Nail Types: What Actually Matters When You Pick One

Nails look simple but picking the wrong one causes split wood, weak holds, or rust stains on exposed work. Here's what actually matters when you're choosing.

The main types

Common nails

The workhorse. Thick shaft, large head. Good for framing and rough carpentry where strength counts more than appearance. Sizes 2d to 60d (1" to 6").

Finishing nails

Smaller head that can be countersunk and filled. Used for trim, cabinetry, moldings. If you're painting the surface, these are what you want. Sizes 2d to 16d.

Brad nails

Thinner still — 18-gauge. Good for thin trim, paneling, decorative work.
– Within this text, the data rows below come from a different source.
PR #9200, opened 2025-01-10
layers: Revert all recent chassis changes

jeremyg-lunarg:
The very first change in this series is causing intermittent problems in someone's CI downstream. Revert the entire house of cards until it can be figured out.

Note that this undoes https://github.com/KhronosGroup/Vulkan-ValidationLayers/pull/9132, which is not strictly related but will need to be redone on the old code.


jeremyg-lunarg:
reducing defcon level for now

PR #9202, opened 2025-01-10
gpu: Remove passthrough to run a Pass

spencer-lunarg:
We use to add this 

```
bool Module::RunPassDescriptorIndexingOOB() {
    DescriptorIndexingOOBPass pass(*this);
    const bool changed = pass.Run();
    if (print_debug_info_) {
        pass.PrintDebugInfo();
    }
    return changed;
}
```

type logic for every pass we added, removed it (and just passed in `enabled_features`) so it is more streamline to quickly/easily add a new SPIR-V pass


layers/gpuav/spirv/pass.h
```diff
@@ -33,9 +33,17 @@ struct InjectionData {
...
 class Pass {
   public:
+    // Needed to know where an error/warning comes from
     virtual const char* Name() const = 0;
+    // Return true if code was instrumented/modified in anyway
+    virtual bool Run() = 0;
+    // Require passes to print info as extremely helpful for debugging
+    virtual void PrintDebugInfo() const = 0;
+    // Wrapper that each pass can use to start
+    bool Start();
```
arno-lunarg, line 46: a `Start` calls for a `End` or a `Finish`, so IMO inappropriate here. 
If I follow things correctly, `Run` is now only called within `Start`.
So I would expect calls now looking like `modified |= texel_buffer_pass.Start();` to stay similar to how they were, by going `modified |= texel_buffer_pass.Run();`
And here `Run` would look like your `Start`:
```cpp
bool Pass::Run() {
    // I too would like to have "Instrument" be called `Run`, but since we can't I guess we can only cope 
    // Also "Instrument" should probably be a `protected` method
    const bool modified = Instrument();
    if (module_.print_debug_info_) {
        PrintDebugInfo();
    }
    return modified;
}
```

layers/gpuav/spirv/post_process_descriptor_indexing_pass.cpp
```diff
@@ -0,0 +1,200 @@
+/* Copyright (c) 2024-2025 LunarG, Inc.
```
arno-lunarg, line 1: Anything new here or just moved code?

arno-lunarg (approved):

layers/gpuav/spirv/module.h
```diff
@@ -113,8 +103,7 @@ class Module {
     const uint32_t output_buffer_descriptor_set_;
 
     const bool support_non_semantic_info_;
```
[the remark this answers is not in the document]
spencer-lunarg: this is from an extension, was debating to do it, but doubt other passes care about extension, but 100% will care about feature bits

layers/gpuav/spirv/pass.h
spencer-lunarg: the `Run()` is what `spirv-opt` uses to "run a pass"

honestly `Run` and `Instrument` are better... I just picked `Start` because I needed a name

layers/gpuav/spirv/post_process_descriptor_indexing_pass.cpp
spencer-lunarg: file name changed in last commit, was missing `_pass` in the name

PR #9210, opened 2025-01-13
layers: Combine vkCmdSetDiscardRectangleEXT check

spencer-lunarg:
For change in https://gitlab.khronos.org/vulkan/vulkan/-/merge_requests/7099

New VU error looks like

> [ VUID-vkCmdDraw-None-07751 ] vkCmdDraw(): vkCmdSetDiscardRectangleEXT was not set for discard rectangle index 1 for this command buffer. Need to set once for each in discardRectangleCount (2). (There was a call to vkCmdBindPipeline that didn't have VK_DYNAMIC_STATE_DISCARD_RECTANGLE_EXT and invalidated the prior vkCmdSetDiscardRectangleEXT call).

### DIFF
--- a/layers/core_checks/cc_cmd_buffer_dynamic.cpp
+++ b/layers/core_checks/cc_cmd_buffer_dynamic.cpp
@@ -20,6 +20,7 @@
 #include <vulkan/vk_enum_string_helper.h>
 #include "core_validation.h"
 #include "drawdispatch/drawdispatch_vuids.h"
+#include "generated/error_location_helper.h"
 #include "generated/vk_extension_helper.h"
 #include "generated/dispatch_functions.h"
 #include "state_tracker/image_state.h"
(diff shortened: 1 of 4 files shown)


layers/core_checks/cc_cmd_buffer_dynamic.cpp
```diff
@@ -390,6 +391,35 @@ bool CoreChecks::ValidateGraphicsDynamicStateSetStatus(const LastBound& last_bou
...
+                    // vkCmdSetDiscardRectangleEXT needs to be set on each rectangle
+                    for (uint32_t i = 0; i < rect_limit; i++) {
+                        if (!cb_state.dynamic_state_value.discard_rectangles.test(i)) {
+                            const vvl::Field limit_name =
+                                has_pipeline ? vvl::Field::discardRectangleCount : vvl::Field::maxDiscardRectangles;
+                            const char* vuid2 =
+                                has_pipeline ? vuid.dynamic_discard_rectangle_07751 : vuid.set_discard_rectangle_09236;
+                            skip |= LogError(vuid2, cb_state.Handle(), vuid.loc(),
+                                             "vkCmdSetDiscardRectangleEXT was not set for discard rectangle index %" PRIu32
+                                             " for this command buffer. Need to set once for each in %s (%" PRIu32 ").%s",
```
ziga-lunarg, line 416: `Need to set once for each` is slightly grammatically incorrect

ziga-lunarg (approved):

layers/core_checks/cc_cmd_buffer_dynamic.cpp
spencer-lunarg: what would you suggest? I want to make it clear then need to set it from `0` to `limit - 1`

ziga-lunarg: `It needs to be set once for each rectangle in`
or something like that

spencer-lunarg: done, agree that sounds better

PR #9212, opened 2025-01-13
layers: Add warning for using Pointer in shader interface

spencer-lunarg:
(long details in https://gitlab.khronos.org/spirv/SPIR-V/-/issues/779)

but the tl;dr is we have no real CTS coverage or spec language around using a pointer for a shader interface and how it works for things like the amount of `Location` slots used

For the time being, we should at least warn the users as this is ticking timebomb for someone to get trapped in. Also having these tests help regression around the shader interface code that has to dance around this


spencer-lunarg:
> CI Vulkan-ValidationLayers build # 18634 failed.

Seems CI also shows that using `PhysicalStorageBuffer` can blow up at vkCreateShaderModule time even!

artem-lunarg (approved):

PR #300, opened 2023-04-10
Fix boolean representation and skip null values in generated toml config

### LINKED ISSUE #265: Fix generating toml config to skip null values and correctly encode bool values
From @jherland in https://github.com/tweag/FawltyDeps/pull/252#discussion_r1145530626:
> I am reminded here that I took a shortcut when I wrote the code that generates the TOML section from our settings: TOML's booleans (true/false) are slightly different than Python's (True/False), and we don't take this into account when generating the TOML config section.
> 
> (The same goes for None which does not really exist at all in TOML - the way to pass None from TOML is to not set the corresponding config directive).
> 
> Anyway this should be solved in a separate issue/PR. Probably not very high-priority, as the generated TOML is only advisory, and must pass through human hands in any case before it's interpreted.

Nour-Mws:
Fixes #265:
- TOML's booleans (true/false) are slightly different to Python's (True/False).
- The way to pass None from TOML is to not set the corresponding config directive.

This was needed to let new tests pass in #298.

### DIFF
--- a/fawltydeps/settings.py
+++ b/fawltydeps/settings.py
@@ -232,15 +232,32 @@ def print_toml_config(settings: Settings, out: TextIO = sys.stdout) -> None:
         Options that are of dictionary type must be given a section entry.
         Assumption: dictionaries options are not nested.
         """
-        comment_char = "# " if has_default_value[name] else ""
+        toml_value_map = {
+            "None": "...",  # always commented, see sanity check below
+            "False": "false",
+            "True": "true",
+            # add more values here for which repr(value) is not valid TOML
+        }
+
+        if value is None:
+            # sanity check: None values are represented in TOML by omission,
+            # hence make sure these are always commented (i.e. equal to default)
+            assert has_default_value[name]
+
+        prefix = "# " if has_default_value[name] else ""
+
         if name in dictionary_options:
-            toml_option = f"{comment_char}[tool.fawltydeps.{name}]"
+            toml_option = f"{prefix}[tool.fawltydeps.{name}]"
             if value is not None:
                 toml_option += "".join(
-                    [f"\n{comment_char}{k} = {v!r}" for k, v in value.items()]
+                    [
+                        f"\n{prefix}{k} = {toml_value_map.get(str(v), repr(v))}"
+                        for k, v in value.items()
+                    ]
                 )
         else:
-            toml_option = f"{comment_char}{name} = {value!r}"
+            toml_value = toml_value_map.get(str(value), repr(value))
+            toml_option = f"{prefix}{name} = {toml_value}"
         return toml_option
 
     lines = (
--- a/fawltydeps/settings.py
+++ b/fawltydeps/settings.py
@@ -251,12 +251,12 @@ def print_toml_config(settings: Settings, out: TextIO = sys.stdout) -> None:
             if value is not None:
                 toml_option += "".join(
                     [
-                        f"\n{prefix}{k} = {toml_value_map.get(str(v), repr(v))}"
+                        f"\n{prefix}{k} = {toml_value_map.get(repr(v), repr(v))}"
                         for k, v in value.items()
                     ]
                 )
         else:
-            toml_value = toml_value_map.get(str(value), repr(value))
+            toml_value = toml_value_map.get(repr(value), repr(value))
             toml_option = f"{prefix}{name} = {toml_value}"
         return toml_option
 
--- a/tests/test_cmdline.py
+++ b/tests/test_cmdline.py
@@ -859,6 +859,30 @@ def test_cmdline_on_ignored_undeclared_option(
             ).splitlines(),
             id="generate_toml_config_with_combo_of_config_and_cmdline_options",
         ),
+        pytest.param(
+            {"actions": ["check_undeclared"]},
+            ["--pyenv=None", "--generate-toml-config"],
+            dedent(
+                """\
+                # Copy this TOML section into your pyproject.toml to configure FawltyDeps
+                # (default values are commented)
+                [tool.fawltydeps]
+                actions = ['check_undeclared']
+                # output_format = 'human_summary'
+                # code = ['.']
+                # deps = ['.']
+                pyenv = 'None'
+                # custom_mapping_file = ...
+                # ignore_undeclared = []
+                # ignore_unused = []
+                # deps_parser_choice = ...
+                # install_deps = false
+                # verbosity = 0
+                # [tool.fawltydeps.custom_mapping]
+                """
+            ).splitlines(),
+            id="generate_toml_config_with_a_setting_set_to_str_None",
+        ),
     ],
 )
 def test_cmdline_args_in_combination_with_config_file(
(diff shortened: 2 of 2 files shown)


fawltydeps/settings.py
```diff
@@ -242,8 +242,13 @@ def print_toml_config(settings: Settings, out: TextIO = sys.stdout) -> None:
...
-        for name, value in simple_settings.items()
     ]
+    for name, value in simple_settings.items():
+        if value is None:
+            continue
+        line = f"{'# ' if has_default_value[name] else ''}"
+        if isinstance(value, bool):
+            lines.append(line + f"{name} = {str(value).lower()}")
+        else:
+            lines.append(line + f"{name} = {value!r}")
```
jherland, line 253: After a second look, I wonder if this is closer to what we want:

```suggestion
    toml_value_map = {
        None: "...",  # always commented, see sanity check below
        False: "false",
        True: "true",
        # add more values here for which repr(value) is not valid TOML
    }
    for name, value in simple_settings.items():
        prefix = "# " if has_default_value[name] else ""
        if value is None:
            # sanity check: None values are represented in TOML by omission, 
            # hence make sure these are always commented (i.e. equal to default)
            assert has_default_value[name]
        toml_value = toml_value_map.get(value, repr(value))
        lines.append(f"{prefix}{name} = {toml_value}")
```

tests/test_cmdline.py
```diff
@@ -916,12 +916,9 @@ def test_cmdline_on_ignored_undeclared_option(
                 output_format = 'human_detailed'
                 # code = ['.']
                 deps = ['foobar']
-                # pyenv = None
-                # custom_mapping = None
                 # ignore_undeclared = []
                 # ignore_unused = []
-                # deps_parser_choice = None
-                # install_deps = False
```
jherland, line 924: As stated above, we should consider _not_ removing the `None`-valued  directives here, as that makes them less visible to the user as potential customization points.

Either that, or we should consider a bigger change where we omit default-valued directives altogether. (The argument being that the user should rather look to our documentation for potential customization points. Not sure I agree with that, though...)

jherland (changes requested):
See the individual comments for more context, but the more I think about it, the less I think it makes sense to _skip_ null values without also skipping other default values. At that point I'd rather _keep_ the null values, but at the same time make sure that they are (a) commented, and (b) that it is clear to the user that they must be customized before uncommenting.

tests/test_cmdline.py
Nour-Mws: Tests fixed to replace `None` with the `...` placeholder in revised [cd44db9](https://github.com/tweag/FawltyDeps/pull/300/commits/cd44db9ed259b358338a61341975c8990a2df9f6).

fawltydeps/settings.py
Nour-Mws: Adopted your suggestion for using a `toml_value_map` dict with some needed changes, and rebasing on main (in which this code has been changed). See revised [cd44db9](https://github.com/tweag/FawltyDeps/pull/300/commits/cd44db9ed259b358338a61341975c8990a2df9f6).

fawltydeps/settings.py
```diff
@@ -242,8 +242,13 @@ def print_toml_config(settings: Settings, out: TextIO = sys.stdout) -> None:
         "# Copy this TOML section into your pyproject.toml to configure FawltyDeps",
         "# (default values are commented)",
         "[tool.fawltydeps]",
-    ] + [
-        f"{'# ' if has_default_value[name] else ''}{name} = {value!r}"
-        for name, value in simple_settings.items()
     ]
+    for name, value in simple_settings.items():
+        if value is None:
+            continue
```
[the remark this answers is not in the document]
Nour-Mws: Fixed to not skip on main. See my comment below.

fawltydeps/settings.py
```diff
@@ -232,15 +232,32 @@ def _option_to_toml(name, value) -> str:  # type: ignore
...
                 toml_option += "".join(
-                    [f"\n{comment_char}{k} = {v!r}" for k, v in value.items()]
+                    [
+                        f"\n{prefix}{k} = {toml_value_map.get(str(v), repr(v))}"
+                        for k, v in value.items()
+                    ]
                 )
         else:
-            toml_option = f"{comment_char}{name} = {value!r}"
+            toml_value = toml_value_map.get(str(value), repr(value))
```
jherland, line 259: These two places where we call `toml_value_map.get(str(value), repr(value))` should ideally be `toml_value_map.get(value, repr(value))` instead (i.e. without the `str(...)`).

However, I suspect there's a good reason for having to string-ify this?

If so, I think it's better to use `repr(...)` instead of `str(...)` here: `toml_value_map.get(repr(value), repr(value))`, as that would map the `--pyenv None` corner-case I discuss above to `"None"` instead of `None`.

(Maybe worth adding a test case for `--pyenv None`?)

jherland (approved):
Looks good! AFACIS, only one corner case remains to be resolved.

These won't split narrow moldings. But they're fragile under real stress, so don't use them where there's load involved.

Roofing nails

Big flat head, holds down shingles and felt. Hot-dip galvanized because they sit exposed on every roof. Use uncoated ones and they'll rust through in a single season.

Masonry nails

Hardened steel, fluted shaft. For driving into concrete or brick. Don't confuse with concrete screws — these are impact-driven, not threaded.

Box nails

Like common nails but thinner. Less likely to split thin wood. Used for light framing, boxes, crates. Tradeoff is lower holding power.

What actually matters

Think about what you're fastening, how much load it carries, and whether the nail will be visible. The rule: penetrate at least two-thirds into the second piece. For anything outdoor or wet, galvanized or stainless. Don't use common nails in trim — the head is too big to hide.